[Items listed in a dataset]
§ §

PR #7117, opened 2025-11-18
impr(input-history): Change style for incomplete last word in input history (@Leonabcd123)

Leonabcd123:
### Description

Added a new style named "incomplete" that mirrors the error style, but uses yellow for the color. Words are marked in this style when they don't match the correct word exactly, but share the same prefix.

Implements #6690

### DIFF
--- a/frontend/src/ts/test/test-ui.ts
+++ b/frontend/src/ts/test/test-ui.ts
@@ -1306,20 +1306,17 @@ async function loadWordsHistory(): Promise<boolean> {
 
       const isIncorrectWord = input !== word;
       const isLastWord = i === inputHistoryLength - 1;
-      const isTestTimed =
+      const isTimedTest =
         Config.mode === "time" ||
         (Config.mode === "custom" && CustomText.getLimitMode() === "time") ||
         (Config.mode === "custom" && CustomText.getLimitValue() === 0);
-      const isZenMode = Config.mode === "zen";
       const isPartiallyCorrect = word.substring(0, input.length) === input;
 
-      const errorClass = isZenMode
-        ? ""
-        : isIncorrectWord
-          ? isLastWord && isTestTimed && isPartiallyCorrect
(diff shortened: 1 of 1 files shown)


Leonabcd123:
My main worry with this is that yellow doesn't tell the user "word is incomplete". Another option would be to just remove all styles and make it the same as a correct word. Not really sure what we should use (although I think both options are better than keeping it as an error).

Miodec:
Couple things: 
 - dont use hard defined colors, use theme colors
 - this pr incorrectly highlights incomplete last words in words mode which do NOT count towards wpm

I think better solution here would be to check if we are in a timed mode, and then disable the red underline for the last word IF all typed characters are correct. Otherwise, the error underline needs to remain to indicate that word didnt count towards wpm.

Miodec:
The current code triggers for every word, but it should only trigger on the last:
image

Also, please extract some of the checks to separate consts to make it easier to read.

Also also, when youre done, make sure to request a review from me so i know its ready to check.

Leonabcd123:
> Also also, when youre done, make sure to request a review from me so i know its ready to check.

It seems that I can't request a review from you. The GitHub docs say I either have to be an owner or a collaborator with write access. Anyways, I added a check to make sure we're on the last word and I extracted everything to consts.

Miodec:
> > Also also, when youre done, make sure to request a review from me so i know its ready to check.
> 
> It seems that I can't request a review from you. The GitHub docs say I either have to be an owner or a collaborator with write access. Anyways, I added a check to make sure we're on the last word and I extracted everything to consts.

You should be able to do it, you did it fine on the other PR 
image

Leonabcd123:
Yeah, because you already reviewed it, GitHub gives me the option to re-request a review. Because you reviewed this one in the comments, it doesn't actually recognize it as a review.

Miodec:
Thanks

§ §

## Try it:
If a line of the data above contains "when", copy it out.

## Result for this task:
Added a new style named "incomplete" that mirrors the error style, but uses yellow for the color. Words are marked in this style when they don't match the correct word exactly, but share the same prefix.
Also also, when youre done, make sure to request a review from me so i know its ready to check.
> Also also, when youre done, make sure to request a review from me so i know its ready to check.
> > Also also, when youre done, make sure to request a review from me so i know its ready to check.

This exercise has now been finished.